Simulation of an NGS Speckle Observation with a 30 meter Telescope
Here is a movie showing simulations of wavefront propagation
through turbulence for a 30 meter telescope.
30 meter simulation using a single layer atmosphere
On the left side of the movie is the wavefront phase in the pupil
plane of a 30 meter aperture. On the right is the phasor amplitude of
the electric field in the image plane (i.e. the square root of the
intensity that would be detected by a camera). This simulation was
performed by creating a turbulent layer at the ground, placing an
aperture at the ground, applying these "optics" to a plane wavefront
to get the pupil plane phase, and then propagating the resulting
wavefront to the far field to get the image plane amplitudes. In this
movie you can see that the motion of individual speckles is correlated
with the wind velocity, which for this simulation was due north.
The parameters for this simulation were:
30 meter aperture
1 micron radiation
r0 of .3 meters at 1 micron
3 cm pixel scale in the wavefront
3 cm pixel scale in the turbulence layer
time step of duration 20 milliseconds
10 seconds (500 20 ms frames) of simulation time
This simulation was generated using the program simple_simulation, which is
provided as part of the arroyo distribution.
Here is another simulation in which a six layer atmosphere has been
used, and wavefronts have been propagated through this atmosphere
using diffractive rather than geometric propagation.
30 meter simulation using a 6 layer atmosphere
The simulation was run with parameters that differed slightly compared
to those above.
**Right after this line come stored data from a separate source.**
PR #217, opened 2023-01-19
 handling windows defender in demo & raindrop

makk94:
PR wraps our VST invocation in a try/catch to catch when the file fails to run b/c Defender prevents it

`ApplicationFailedException` is thrown when Defender prevents the test from running - I'm not sure if this exception is also thrown for other reasons though. There's no good documentation on what throws this. If we want to be certain, we could do string parsing of the exception message, but there's always a risk to error message changes IMO

Example of output with this code:
Screen Shot 2023-01-18 at 9 44 03 PM

### DIFF
--- a/shell/probe/demo.ps1
+++ b/shell/probe/demo.ps1
@@ -39,7 +39,7 @@ function DownloadTest {
 function ExecuteTest {
     try {
         $p = Start-Process -FilePath $TempFile -Wait -NoNewWindow -PassThru
-        if ($p.ExitCode -eq 100 ) {
+        if ($p.ExitCode -in 100,9,17,18,105,127 ) {
             Write-Host -ForegroundColor Green "`r`n[$($symbols.CHECKMARK)] Result: control test passed"
         } else {
             Write-Host -ForegroundColor Red "`r`n[!] Result: control test failed"
--- a/shell/probe/demo.ps1
+++ b/shell/probe/demo.ps1
@@ -38,38 +38,40 @@ function DownloadTest {
 
 function ExecuteTest {
     try {
-        & $TempFile
-        if ($LASTEXITCODE -eq 100 ) {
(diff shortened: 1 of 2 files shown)


shell/probe/demo.ps1
```diff
@@ -37,19 +37,39 @@ function DownloadTest {
 }
 
 function ExecuteTest {
-    & $TempFile
-    if ($LASTEXITCODE -eq 100 ) {
+    try {
+        & $TempFile
```
mireaulf, line 41: Use the following so that you can get the exit staus correctly
```
$p = Start-Process -FilePath <path> -ArgumentList <args> -Wait -NoNewWindow -PassThru
$p.ExitCode
```

makk94: Does that provide different results for you? It doesn't for me

privateducky: It may or may not, depending on the happy or unhappy paths. on the latter, you will see differences. 
but regardless, we need start process to run tests in a child process.

makk94: done

mireaulf (approved):

shell/probe/demo.ps1
```diff
@@ -131,7 +153,7 @@ Write-Host "
 ###########################################################################################################
 "
 
-if ($Status -eq 100 ) {
+if ($Status -in 100,127 ) {
```
privateducky, line 156: more codes then this exist... we'd be better off putting all codes in here and printing one of four conditions:
- passed
- failed
- error
- defense caught

privateducky: or at minimum; combining passed and defense code codes into "worked"

mireaulf (approved):

privateducky (approved):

First, the time step is 10 milliseconds rather than
20, and the duration of the simulation is 5 seconds instead of 10.
Second, the six layer atmospheric model that I used has an equivalent
r0 of .37 meters at 1 micron.
On the left appears the wavefront phase in the pupil plane of the 30
meter telescope. In the middle appears the wavefront amplitude in the
pupil plane of the thirty meter telescope. The wavefront amplitude
shows the effects of scintillation, which arises from diffractive
propagation effects. Briefly, phase errors introduced by high
altitude turbulence are mixed into amplitude fluctuations as the
wavefront propagates through free space. Finally on the right appears
the resulting PSF. I put the PSF into a separate movie to permit
closer inspection.
PSF only
There are a couple of interesting differences between the single layer
30 meter simulation above and this simulation. First, the multilayer
atmosphere permitted simulation of diffractive propagation, which
allows us to qualitatively inspect scintillation in the pupil plane.
The wavefront amplitude fluctuations from scintillation are of order
10 percent at 1 micron, and consequently the intensity fluctuations
would be of order 20 percent.
A second point of interest is that the apparent velocity of the pupil
plane phase is up and to the right, while that of the pupil plane
amplitude is up and to the left. This effect arises from the fact
that the velocities of the low altitude layers and the high altitude
layers were different in the simulation. The turbulence profile is
exponentially weighted towards the ground, so that low altitude layers
- which happen to move up and to the right in this particular
simulation - dominate the wavefront phase. Scintillation is dominated
by high altitude layers, which happened to be moving up and to the
left in this particular simulation.
A final point of interest is that the lifetime of speckles in the psf
appears much shorter in the six layer simulation than in the single
layer simulation. And while the speckles in the single layer
simulation appeared to translate in a direction correlated with the
wind vector of the layer, speckles in the six layer simulation appear
to wander around a short time before fading away.